The proposed drug-related impurity limits are considered adequately qualified (e.g., within International Council for Harmonisation of Technical Requirements for Pharmaceuticals for Human Use [ICH] limits and/or qualified from toxicological studies, as needed).

A risk assessment for the potential presence of nitrosamine impurities was conducted according to requirements outlined in Health Canada’s Guidance on Nitrosamine Impurities in Medications. The risks relating to the potential presence of nitrosamine impurities in the drug substance and/or drug product are considered negligible or have been adequately addressed (e.g., with qualified limits and a suitable control strategy).

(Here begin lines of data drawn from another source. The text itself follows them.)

PR #8533, opened 2025-03-12
refactor(misconf): Simplify misconfig checks bundle parsing

simar7:
## Description

Manifests in checks bundle was never utilized as anticipated. This PR removes misconfiguration bundle manifest parsing and simplifies the associated logic.

## Related discussions/PRs
- https://github.com/aquasecurity/trivy/pull/8062#issuecomment-2712872651
- https://github.com/aquasecurity/trivy-checks/pull/366

## Checklist


nikpivkin:
@simar7 I just now understood that when using the `skip-check-update` flag, Trivy does not load checks from the cache, but uses only the built-in ones. I think this is not the correct behavior.

pkg/commands/operation/operation.go
```diff
@@ -78,41 +78,32 @@ func DownloadVEXRepositories(ctx context.Context, opts flag.Options) error {
...
 	defer mu.Unlock()
-
-	client, err := policy.NewClient(cacheDir, quiet, checkBundleRepository)
-	if err != nil {
-		return nil, xerrors.Errorf("check client error: %w", err)
-	}
+	var err error
 
 	needsUpdate := false
 	if !skipUpdate {
```
nikpivkin, line 87: You can do an early return if skipUpdate is passed, which will simplify the logic.

simar7:
> @simar7 I just now understood that when using the `skip-check-update` flag, Trivy does not load checks from the cache, but uses only the embedded ones. I think this is not the correct behavior.

Actually good call - there's two cases here that I found.

1. `--skip-check-update` is enabled and there's an existing cache: In this case we should fallback to existing cache over embedded checks.
2. `--skip-check-update` is enabled but there's no existing cache (maybe first run): In this case we should fallback to embedded.

pkg/commands/operation/operation.go
simar7: thanks updated https://github.com/aquasecurity/trivy/pull/8533/commits/1f8d5d0d87eccf0a900aab5983588a26b6559ef3

pkg/policy/policy.go
```diff
@@ -124,30 +123,8 @@ func (c *Client) DownloadBuiltinChecks(ctx context.Context, registryOpts types.R
...
-		return []string{c.contentDir()}, nil
-	}
-
-	var policyPaths []string
-	for _, root := range *manifest.Roots {
-		policyPaths = append(policyPaths, filepath.Join(c.contentDir(), root))
-	}
-
-	return policyPaths, nil
+func (c *Client) LoadBuiltinChecks() []string {
```
nikpivkin, line 126: The checks are always in the one directory. Should this method return a string and not a list?

simar7: Updated: https://github.com/aquasecurity/trivy/pull/8533/commits/f5e7c33524878d9c9895c83609e41d395aadb995

pkg/misconf/scanner.go
```diff
@@ -369,22 +369,30 @@ func createConfigFS(paths []string) (fs.FS, error) {
 	return mfs, nil
 }
 
+func CheckPathExists(path string) (fs.FileInfo, string, error) {
```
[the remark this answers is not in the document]
simar7: I refactored it as it was used in both scanner.go and operation.go. I moved it to operation.go here https://github.com/aquasecurity/trivy/pull/8533/commits/f5e7c33524878d9c9895c83609e41d395aadb995

pkg/commands/operation/operation.go
```diff
@@ -78,41 +80,39 @@ func DownloadVEXRepositories(ctx context.Context, opts flag.Options) error {
...
-			return nil, xerrors.Errorf("unable to check if built-in policies need to be updated: %w", err)
+			msg := fmt.Sprintf("Failed to load existing cache, err: %s falling back to embedded checks...", err.Error())
+			log.Error(msg)
+			return "", xerrors.New(msg)
 		}
+		return path, nil
+	}
+
+	needsUpdate := false
+	needsUpdate, err = client.NeedsUpdate(ctx, registryOpts)
```
nikpivkin, line 102: This can be merged

pkg/commands/operation/operation.go
```diff
@@ -78,41 +80,39 @@ func DownloadVEXRepositories(ctx context.Context, opts flag.Options) error {
...
-	needsUpdate := false
-	if !skipUpdate {
-		needsUpdate, err = client.NeedsUpdate(ctx, registryOpts)
+		path := client.LoadBuiltinChecks()
+		_, _, err := misconf.CheckPathExists(path)
 		if err != nil {
-			return nil, xerrors.Errorf("unable to check if built-in policies need to be updated: %w", err)
+			msg := fmt.Sprintf("Failed to load existing cache, err: %s falling back to embedded checks...", err.Error())
+			log.Error(msg)
+			return "", xerrors.New(msg)
```
nikpivkin, line 96: I think it's better to just return an error and log it on the calling side

pkg/commands/artifact/run.go
```diff
@@ -656,7 +662,7 @@ func initMisconfScannerOption(ctx context.Context, opts flag.Options) (misconf.S
 	return misconf.ScannerOption{
 		Trace:                    opts.Trace,
 		Namespaces:               append(opts.CheckNamespaces, rego.BuiltinNamespaces()...),
-		PolicyPaths:              append(opts.CheckPaths, downloadedPolicyPaths...),
+		PolicyPaths:              append(opts.CheckPaths, downloadedPolicyPath),
```
nikpivkin, line 665: we should not use `downloadedPolicyPath` if it is an empty string, because in that case we switch to embedded checks.

```bash
❯ ./trivy conf main.tf --skip-check-update -q
2025-03-18T12:33:55+06:00       FATAL   Fatal error     fs scan error: scan error: scan failed: failed analysis: post analysis error: post analysis error: terraform scan error: scan config error: failed to load rego checks from [.]: range error: stat /Users/nikita/projects/trivy/pkg/fanal/analyzer/language/golang/binary/testdata/symlink: no such file or directory
```

simar7: ah good catch - I updated https://github.com/aquasecurity/trivy/pull/8533/commits/b47811d26975cd43e8d893cb7b78ca026700de13

pkg/commands/artifact/run.go
```diff
@@ -648,6 +654,11 @@ func initMisconfScannerOption(ctx context.Context, opts flag.Options) (misconf.S
 		disableEmbedded = true
 	}
 
+	var policyPaths []string
```
nikpivkin, line 657:
```suggestion
	policyPaths := slices.Clone(opts.CheckPaths)
```

pkg/commands/operation/operation.go
```diff
@@ -78,41 +79,36 @@ func DownloadVEXRepositories(ctx context.Context, opts flag.Options) error {
...
 	}
 
 	if needsUpdate {
-		log.InfoContext(ctx, "Need to update the built-in checks")
-		log.InfoContext(ctx, "Downloading the built-in checks...")
+		log.InfoContext(ctx, "Need to update the checks bundle")
+		log.InfoContext(ctx, "Downloading the checks bundle...")
 		if err = client.DownloadBuiltinChecks(ctx, registryOpts); err != nil {
-			return nil, xerrors.Errorf("failed to download built-in policies: %w", err)
+			return "", xerrors.Errorf("failed to download checks bundle: %w", err)
```
nikpivkin, line 107: If a user already has checks in the cache and they have failed to update, should they use them rather than fall back to the embedded ones?

simar7: Good question, today it would depend on the value of `--skip-check-update`. 

If `--skip-check-update` was not passed in, user already has a cache, but failed to update, in this case we [fall back](https://github.com/aquasecurity/trivy/blob/d0e8626a1d1e8914f1eae7059736c55ea4a0feb7/pkg/commands/artifact/run.go#L649) to embedded. 

If `--skip-check-update` was passed in, user already has a cache, but failed to update, in this case we would use the cache.

I could argue that in both cases the behaviour should be so that we fallback to the embedded checks as an update failure can be due to a corrupt cache. But then again we have [this](https://github.com/aquasecurity/trivy/blame/d0e8626a1d1e8914f1eae7059736c55ea4a0feb7/pkg/commands/artifact/run.go#L649) condition which now I'm not sure serves what purpose.

nikpivkin: You can remove [this](https://github.com/aquasecurity/trivy/blob/d0e8626a1d1e8914f1eae7059736c55ea4a0feb7/pkg/commands/artifact/run.go#L649) condition and log the error always. Then we can simplify the error message [here](https://github.com/aquasecurity/trivy/pull/8533/files#diff-933179b3c56a9d292175c912e755a45fa9221492b5bdb0c377c798d2766af2ffR93) so that we don't have to duplicate information about fallback to embedded checks.

nikpivkin: Right, an error when updating checks can occur in the following steps:
- Reading metadata from the cache
- Loading the bundle
- Updating metadata

But maybe we can leave it as it is to simplify the logic.

pkg/commands/operation/operation_test.go
```diff
@@ -0,0 +1,180 @@
...
+type fakeLayer struct {
+	v1.Layer
+}
+
+func (f fakeLayer) MediaType() (types.MediaType, error) {
+	return "application/vnd.cncf.openpolicyagent.layer.v1.tar+gzip", nil
+}
+
+func newFakeLayer(t *testing.T) v1.Layer {
+	layer, err := tarball.LayerFromFile("testdata/bundle.tar.gz")
```
nikpivkin, line 34: In this test we are not interacting with the contents of the archive, so maybe we should use `random.Layer` to avoid creating extra files?

pkg/commands/operation/operation_test.go
```diff
@@ -0,0 +1,180 @@
...
+}
+
+func TestInitBuiltinChecks(t *testing.T) {
+	type digestReturns struct {
+		h   v1.Hash
+		err error
+	}
+	type layersReturns struct {
+		layers []v1.Layer
+		err    error
```
nikpivkin, line 48: it seems the error is not being used.

pkg/commands/operation/operation_test.go
```diff
@@ -0,0 +1,180 @@
...
+
+			if tt.metadata != nil {
+				b, err := json.Marshal(tt.metadata)
+				require.NoError(t, err)
+
+				// Write a metadata file
+				metadataPath := filepath.Join(tmpDir, "policy", "metadata.json")
+				err = os.WriteFile(metadataPath, b, os.ModePerm)
+				require.NoError(t, err)
+			}
```
nikpivkin, line 142: Should we make the [updateMetadata](https://github.com/aquasecurity/trivy/blob/fe400ea55fce444dec0579309a00c8da33c402b7/pkg/policy/policy.go#L197) method public or use [DownloadBuiltinChecks](https://github.com/aquasecurity/trivy/blob/fe400ea55fce444dec0579309a00c8da33c402b7/pkg/policy/policy.go#L100) to initialize the cache? Either approach would avoid exposing the details of the cache implementation.

pkg/commands/operation/operation.go
simar7: Updated https://github.com/aquasecurity/trivy/pull/8533/commits/56f99c1e55c52cdcbf619fd95bdd01e4f9b91e65

pkg/commands/operation/operation_test.go
simar7: Hmm interesting, I thought about your idea but I feel it's a change I'd like to keep for another PR as there's other tests where we will have to make such a change, unrelated to the scope of this PR.

pkg/commands/operation/operation_test.go
simar7: updated 2dc8b642c425a30a4438699c8d1725036c99ed82

pkg/commands/operation/operation_test.go
simar7: updated 2dc8b642c425a30a4438699c8d1725036c99ed82

nikpivkin (approved):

All sites involved in production are compliant with good manufacturing practices.

None of the non-medicinal ingredients (excipients) in the drug product are prohibited for use in drug products by the Food and Drug Regulations.

One excipient in the capsule shell, gelatin, is of animal origin. A certification of analysis was provided confirming that the material was found to be compliant with requirements of several foreign regulators and is considered to be safe for human use.